Start of Block

PR #1801, opened 2025-07-06
Drop redundant menu choice callbacks

qarkai:
No need to get combo value until search start.

Also drop unused `SearchData::search_exif` member.
Move `menu_choice_get_match_type()` to anonymous namespace.


caclark:
Implemented in commit 29474091910dac841b50b4bbb0391db40b139485

PR #1810, opened 2025-07-17
Drop read-only fullscreen.above option

qarkai:
Always had `FALSE` value.
Also drop remaining code for "above" button and simplify `fullscreen_prefs_selection_cb()`.


caclark:
I am confused, as always.
Commit a16635ca1d is also involved.

The documentation about keep-above:
https://docs.gtk.org/gtk3/method.Window.set_keep_above.html
_NET_WM_STATE_ABOVE in https://specifications.freedesktop.org/wm-spec/1.3/ar01s05.html

-----
I am using a two monitor setup running Wayland. I commented out line 452 in `fullscreen.cc`, so that keep-above is always set.
Run Geeqie, put a fullscreen image on one monitor, and drag a window from the other monitor onto the fullscreen image.
The window stays on top.

I do not see that this feature has any effect, although maybe under X11 things are different.

caclark:
> So let's remove option completely.

OK

caclark:
Implemented in commit dab8dc9faf057f810981a9e4221b49931bf18248

PR #1813, opened 2025-07-21
Drop FullScreenData::stop_data, use lambdas

qarkai:


caclark:
Implemented in commit bebbe165f5e1f67874056e2ba70b4d5da331a650

PR #1815, opened 2025-07-22
Add BarSort struct to deduplicate code

qarkai:
Move related enums to `BarSort` struct.
Remove redundant `SortData::help_button` member.


caclark:
Implemented in commit 3ae5f5902516c9a8226efe86fd254dafa4de1627

PR #1816, opened 2025-07-23
Fix memory leaks and simplify bar_sort_bookmark_select*() functions

qarkai:


caclark:
Implemented in commit 0c29671ff061a00d5ec548225d9068f47fbfb822

PR #1818, opened 2025-07-23
Deduplicate file_util_delete_notify_done() calls

qarkai:


qarkai:
Looks like `ConfOptions::file_ops.safe_delete_enable` could be converted to `file_util_delete()`/`file_util_delete_notify_done()` parameter.
It is always set before these functions call and used only inside `file_util_delete_full()`.

No need to place it into config file.

If there are no objections I'll change it in next PR.

caclark:
Implemented in commit 7291c89a99818ebd25cd97beb36f72edbe4c0f64

PR #1825, opened 2025-07-26
Deduplicate layout menu rating callbacks

qarkai:


caclark:
Implemented in commit a47785742f6fba45db972e5bd96fe08851d7c2ef

PR #1832, opened 2025-07-27
Deduplicate image set pixbuf renderer post process function

qarkai:


caclark:
Implemented in commit a9a4397a29959c23eeb5db7d1878c0e3bfd60179

Issue #138, opened 2024-05-03
Error running `pop up parachain -f ./network.toml`:  error decoding response body: invalid type: map


chungquantin:
My project is created using the command `pop new parachain my-app`, after running the command to deploy the local relaychain `pop up parachain -f ./network.toml`, I got the below error:
```
┌   Pop CLI : Deploy a parachain
│
Error: error decoding response body: invalid type: map, expected a sequence at line 1 column 0

Caused by:
    invalid type: map, expected a sequence at line 1 column 0
```

AlexD10S:
Hi! First of all thanks for reporting issues and helping us to improve pop-cli.

I am trying to replicate your issue, but with the flow you describe is working for me.

- I assume your `network.toml` is the one generated by pop-cli, but can you share your `network.toml`? so I can see if there is something wrong in the generation of it.

- Also I'd appreciate more information with about system and in what commit or branch you installed `pop-cli`

chungquantin:
@AlexD10S Thank you for our response. Below is my `network.toml`.

<img width="568" alt="Screenshot 2024-05-04 at 20 14 43" src="https://github.com/r0gue-io/pop-cli/assets/56880684/7e99fabd-6ca5-42d5-8db4-b3a75b24c2a1">

Actually, I added a few other pallets to my runtime and it builds successfully. I expect the error with `pop up parachain` won't do anything with the runtime. 

My pop cli version is `pop-cli 0.1.0`

AlexD10S:
The `network.toml` is ok, so if you added some pallets and builds successfully `pop up parachain` should work fine.
I have been researching the error `invalid type: map, expected a sequence at line 1 column 0` and it looks it might be an error when parsing some external data ([StackOverflow answer](https://stackoverflow.com/questions/48595735/invalid-type-map-expected-a-sequence-when-deserializing-a-nested-json-struct )).

I have started a new branch in the repo to try to replicate your issue and fix the problem. Can you test the app using the branch `fix/error-parsing`?
You can install it with:
```
cargo install --locked --git https://github.com/r0gue-io/pop-cli --branch fix/error-parsing --force
```
It might be an issue when fetching the Polkadot releases from Github:
https://api.github.com/repos/paritytech/polkadot-sdk/releases

chungquantin:
@AlexD10S Thank you. It is fixed!

AlexD10S:
[...]

PR #142, opened 2024-05-07
fix: error parsing polkadot version from github API

AlexD10S:
Close: https://github.com/r0gue-io/pop-cli/issues/138

In `pop up parachain` we are getting the last Polkadot release from the GitHub API. If there is something wrong with this call (for example:  IP blocked by Github due to rate limit), return at least a default version

### DIFF
--- a/crates/pop-parachains/src/up.rs
+++ b/crates/pop-parachains/src/up.rs
@@ -368,12 +368,10 @@ impl Zombienet {
 
 	async fn latest_polkadot_release() -> Result<String, Error> {
 		let repo = Url::parse(POLKADOT_SDK).expect("repository url valid");
-		println!("{:?}", repo);
 		match GitHub::get_latest_releases(&repo).await {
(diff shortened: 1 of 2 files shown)


evilrobot-01:
What happens if user already has latest version installed, but is then dropped down to an older default version? It will then attempt to clone and build, potentially failing on the clone for the same reason.

AlexD10S:
> What happens if user already has latest version installed, but is then dropped down to an older default version? It will then attempt to clone and build, potentially failing on the clone for the same reason.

End of Block

## WHAT THE EXERCISE ASKS
Begin at the first line of the records above and quote every line verbatim through the one that contains "could be converted".

## TASK RESULT
PR #1801, opened 2025-07-06
Drop redundant menu choice callbacks

qarkai:
No need to get combo value until search start.

Also drop unused `SearchData::search_exif` member.
Move `menu_choice_get_match_type()` to anonymous namespace.


caclark:
Implemented in commit 29474091910dac841b50b4bbb0391db40b139485

PR #1810, opened 2025-07-17
Drop read-only fullscreen.above option

qarkai:
Always had `FALSE` value.
Also drop remaining code for "above" button and simplify `fullscreen_prefs_selection_cb()`.


caclark:
I am confused, as always.
Commit a16635ca1d is also involved.

The documentation about keep-above:
https://docs.gtk.org/gtk3/method.Window.set_keep_above.html
_NET_WM_STATE_ABOVE in https://specifications.freedesktop.org/wm-spec/1.3/ar01s05.html

-----
I am using a two monitor setup running Wayland. I commented out line 452 in `fullscreen.cc`, so that keep-above is always set.
Run Geeqie, put a fullscreen image on one monitor, and drag a window from the other monitor onto the fullscreen image.
The window stays on top.

I do not see that this feature has any effect, although maybe under X11 things are different.

caclark:
> So let's remove option completely.

OK

caclark:
Implemented in commit dab8dc9faf057f810981a9e4221b49931bf18248

PR #1813, opened 2025-07-21
Drop FullScreenData::stop_data, use lambdas

qarkai:


caclark:
Implemented in commit bebbe165f5e1f67874056e2ba70b4d5da331a650

PR #1815, opened 2025-07-22
Add BarSort struct to deduplicate code

qarkai:
Move related enums to `BarSort` struct.
Remove redundant `SortData::help_button` member.


caclark:
Implemented in commit 3ae5f5902516c9a8226efe86fd254dafa4de1627

PR #1816, opened 2025-07-23
Fix memory leaks and simplify bar_sort_bookmark_select*() functions

qarkai:


caclark:
Implemented in commit 0c29671ff061a00d5ec548225d9068f47fbfb822

PR #1818, opened 2025-07-23
Deduplicate file_util_delete_notify_done() calls

qarkai:


qarkai:
Looks like `ConfOptions::file_ops.safe_delete_enable` could be converted to `file_util_delete()`/`file_util_delete_notify_done()` parameter.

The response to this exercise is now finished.